START DATA SUPPLIED

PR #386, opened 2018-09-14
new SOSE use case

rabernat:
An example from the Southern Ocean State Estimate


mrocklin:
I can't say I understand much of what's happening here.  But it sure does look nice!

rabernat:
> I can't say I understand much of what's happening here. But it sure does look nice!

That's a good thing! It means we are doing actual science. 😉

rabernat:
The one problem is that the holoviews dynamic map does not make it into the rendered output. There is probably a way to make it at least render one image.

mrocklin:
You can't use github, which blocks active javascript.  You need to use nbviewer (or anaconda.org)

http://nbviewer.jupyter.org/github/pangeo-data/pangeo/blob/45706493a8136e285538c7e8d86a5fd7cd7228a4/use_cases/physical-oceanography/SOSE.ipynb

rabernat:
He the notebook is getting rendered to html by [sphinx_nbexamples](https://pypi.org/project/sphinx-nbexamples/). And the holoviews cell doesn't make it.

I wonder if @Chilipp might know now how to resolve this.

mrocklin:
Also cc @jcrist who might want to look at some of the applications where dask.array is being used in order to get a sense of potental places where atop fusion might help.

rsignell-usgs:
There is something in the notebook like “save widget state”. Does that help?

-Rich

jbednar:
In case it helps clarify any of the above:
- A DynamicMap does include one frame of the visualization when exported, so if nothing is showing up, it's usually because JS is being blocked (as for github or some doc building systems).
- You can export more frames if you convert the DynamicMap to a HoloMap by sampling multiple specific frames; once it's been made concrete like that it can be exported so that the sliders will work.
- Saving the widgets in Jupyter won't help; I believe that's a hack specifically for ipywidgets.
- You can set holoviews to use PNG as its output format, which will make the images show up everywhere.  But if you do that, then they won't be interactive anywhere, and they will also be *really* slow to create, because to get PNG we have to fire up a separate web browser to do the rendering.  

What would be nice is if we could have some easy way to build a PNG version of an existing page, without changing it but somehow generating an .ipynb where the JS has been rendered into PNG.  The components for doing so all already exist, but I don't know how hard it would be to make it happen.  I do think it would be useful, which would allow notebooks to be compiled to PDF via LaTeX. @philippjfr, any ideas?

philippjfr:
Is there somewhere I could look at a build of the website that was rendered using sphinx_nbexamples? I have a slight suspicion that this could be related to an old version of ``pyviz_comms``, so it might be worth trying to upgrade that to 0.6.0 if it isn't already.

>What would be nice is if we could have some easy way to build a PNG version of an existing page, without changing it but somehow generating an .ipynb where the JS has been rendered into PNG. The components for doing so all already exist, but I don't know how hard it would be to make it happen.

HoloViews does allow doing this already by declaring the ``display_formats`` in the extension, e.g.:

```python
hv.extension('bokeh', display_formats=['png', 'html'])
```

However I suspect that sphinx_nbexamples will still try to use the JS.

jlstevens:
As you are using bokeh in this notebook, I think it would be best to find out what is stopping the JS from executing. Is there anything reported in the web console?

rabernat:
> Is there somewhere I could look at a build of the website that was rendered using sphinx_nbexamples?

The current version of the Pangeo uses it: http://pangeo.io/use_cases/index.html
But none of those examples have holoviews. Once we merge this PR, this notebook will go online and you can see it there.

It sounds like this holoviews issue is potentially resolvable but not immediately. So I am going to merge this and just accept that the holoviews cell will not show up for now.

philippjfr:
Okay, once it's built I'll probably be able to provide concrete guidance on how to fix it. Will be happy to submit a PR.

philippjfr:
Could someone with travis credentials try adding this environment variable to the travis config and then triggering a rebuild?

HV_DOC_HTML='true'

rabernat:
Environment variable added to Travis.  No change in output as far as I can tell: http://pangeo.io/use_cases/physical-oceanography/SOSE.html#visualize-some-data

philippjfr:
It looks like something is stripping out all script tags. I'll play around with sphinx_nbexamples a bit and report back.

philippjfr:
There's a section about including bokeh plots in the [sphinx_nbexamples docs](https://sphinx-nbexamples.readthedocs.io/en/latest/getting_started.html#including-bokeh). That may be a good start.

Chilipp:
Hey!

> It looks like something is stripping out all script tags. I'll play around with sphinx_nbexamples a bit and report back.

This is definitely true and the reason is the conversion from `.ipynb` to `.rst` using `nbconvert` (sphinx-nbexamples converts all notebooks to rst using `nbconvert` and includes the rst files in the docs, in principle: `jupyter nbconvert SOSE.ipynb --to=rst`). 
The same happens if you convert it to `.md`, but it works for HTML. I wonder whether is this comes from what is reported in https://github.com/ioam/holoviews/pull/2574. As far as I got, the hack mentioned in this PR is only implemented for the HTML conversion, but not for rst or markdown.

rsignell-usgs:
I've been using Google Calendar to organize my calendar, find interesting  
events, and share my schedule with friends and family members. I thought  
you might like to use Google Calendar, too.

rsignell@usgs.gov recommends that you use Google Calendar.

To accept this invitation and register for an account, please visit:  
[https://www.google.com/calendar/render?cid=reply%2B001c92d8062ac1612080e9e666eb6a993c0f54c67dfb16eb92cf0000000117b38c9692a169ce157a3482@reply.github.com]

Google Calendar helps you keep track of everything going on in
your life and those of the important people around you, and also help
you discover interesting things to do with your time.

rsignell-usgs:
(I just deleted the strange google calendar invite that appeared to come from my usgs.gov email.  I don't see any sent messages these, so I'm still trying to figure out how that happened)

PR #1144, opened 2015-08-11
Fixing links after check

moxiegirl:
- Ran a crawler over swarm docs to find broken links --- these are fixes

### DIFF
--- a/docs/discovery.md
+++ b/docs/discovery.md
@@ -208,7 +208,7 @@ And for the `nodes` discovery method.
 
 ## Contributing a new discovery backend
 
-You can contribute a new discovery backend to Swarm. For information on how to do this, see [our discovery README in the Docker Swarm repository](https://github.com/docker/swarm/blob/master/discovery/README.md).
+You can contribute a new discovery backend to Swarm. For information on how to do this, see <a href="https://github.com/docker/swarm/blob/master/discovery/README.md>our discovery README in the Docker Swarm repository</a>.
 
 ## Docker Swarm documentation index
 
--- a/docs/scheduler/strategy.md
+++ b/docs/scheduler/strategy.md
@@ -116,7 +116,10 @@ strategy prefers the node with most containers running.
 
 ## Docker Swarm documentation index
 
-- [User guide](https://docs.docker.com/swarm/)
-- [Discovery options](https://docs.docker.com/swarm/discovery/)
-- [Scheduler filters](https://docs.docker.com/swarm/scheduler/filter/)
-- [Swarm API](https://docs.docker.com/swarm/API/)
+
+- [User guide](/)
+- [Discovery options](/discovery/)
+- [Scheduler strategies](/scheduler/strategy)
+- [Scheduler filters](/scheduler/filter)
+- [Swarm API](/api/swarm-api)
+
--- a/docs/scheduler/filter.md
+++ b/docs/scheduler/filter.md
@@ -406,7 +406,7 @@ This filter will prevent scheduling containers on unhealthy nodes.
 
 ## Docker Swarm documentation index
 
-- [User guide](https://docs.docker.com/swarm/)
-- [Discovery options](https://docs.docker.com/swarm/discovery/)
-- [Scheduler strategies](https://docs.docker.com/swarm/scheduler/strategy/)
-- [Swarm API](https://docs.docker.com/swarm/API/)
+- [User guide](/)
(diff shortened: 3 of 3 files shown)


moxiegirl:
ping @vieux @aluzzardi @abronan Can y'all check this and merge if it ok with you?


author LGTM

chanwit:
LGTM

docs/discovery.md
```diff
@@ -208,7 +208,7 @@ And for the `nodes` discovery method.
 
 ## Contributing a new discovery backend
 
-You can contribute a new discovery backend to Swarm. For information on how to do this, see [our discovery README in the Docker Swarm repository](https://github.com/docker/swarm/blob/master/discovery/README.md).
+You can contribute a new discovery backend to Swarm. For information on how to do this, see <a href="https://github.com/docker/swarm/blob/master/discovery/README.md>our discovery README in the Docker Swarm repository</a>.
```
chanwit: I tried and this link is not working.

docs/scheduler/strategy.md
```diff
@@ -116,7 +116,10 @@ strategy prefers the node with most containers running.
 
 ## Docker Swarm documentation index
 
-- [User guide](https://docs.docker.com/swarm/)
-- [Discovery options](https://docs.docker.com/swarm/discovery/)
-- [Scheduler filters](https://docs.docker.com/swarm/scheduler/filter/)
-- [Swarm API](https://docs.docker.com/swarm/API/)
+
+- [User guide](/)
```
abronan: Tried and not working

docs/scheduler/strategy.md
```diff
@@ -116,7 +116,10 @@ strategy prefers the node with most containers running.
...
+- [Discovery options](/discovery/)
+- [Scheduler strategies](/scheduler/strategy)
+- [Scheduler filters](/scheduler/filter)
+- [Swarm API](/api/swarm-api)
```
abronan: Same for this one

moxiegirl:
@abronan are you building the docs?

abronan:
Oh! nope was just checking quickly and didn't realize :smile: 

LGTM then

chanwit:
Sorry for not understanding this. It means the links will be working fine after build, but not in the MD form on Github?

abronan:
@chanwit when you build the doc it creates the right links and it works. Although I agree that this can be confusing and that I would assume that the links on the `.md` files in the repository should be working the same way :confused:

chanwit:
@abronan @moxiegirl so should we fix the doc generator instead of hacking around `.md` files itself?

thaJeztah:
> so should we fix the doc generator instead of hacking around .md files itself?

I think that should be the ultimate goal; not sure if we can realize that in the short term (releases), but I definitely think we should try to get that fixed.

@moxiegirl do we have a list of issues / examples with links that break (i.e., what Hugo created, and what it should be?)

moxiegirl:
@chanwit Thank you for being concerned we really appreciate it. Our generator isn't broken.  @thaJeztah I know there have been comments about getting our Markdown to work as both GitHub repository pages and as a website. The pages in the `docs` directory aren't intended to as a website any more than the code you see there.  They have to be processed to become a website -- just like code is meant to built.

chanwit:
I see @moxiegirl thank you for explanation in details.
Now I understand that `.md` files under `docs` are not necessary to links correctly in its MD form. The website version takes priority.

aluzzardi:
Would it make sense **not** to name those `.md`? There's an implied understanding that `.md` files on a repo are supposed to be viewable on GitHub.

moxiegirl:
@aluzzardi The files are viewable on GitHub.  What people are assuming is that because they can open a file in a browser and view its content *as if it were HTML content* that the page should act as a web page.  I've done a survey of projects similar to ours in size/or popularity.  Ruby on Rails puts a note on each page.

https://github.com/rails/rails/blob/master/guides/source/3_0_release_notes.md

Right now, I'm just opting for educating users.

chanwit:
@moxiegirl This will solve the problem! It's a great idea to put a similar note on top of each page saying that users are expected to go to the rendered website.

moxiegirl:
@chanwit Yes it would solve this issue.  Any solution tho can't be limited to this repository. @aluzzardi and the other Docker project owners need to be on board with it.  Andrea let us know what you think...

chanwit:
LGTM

END DATA SUPPLIED

WORK TASK ▸ Locate the word "find" in the data above. Copy every line carrying it.

RESPONSE AREA ▸
As you are using bokeh in this notebook, I think it would be best to find out what is stopping the JS from executing. Is there anything reported in the web console?
I've been using Google Calendar to organize my calendar, find interesting  
- Ran a crawler over swarm docs to find broken links --- these are fixes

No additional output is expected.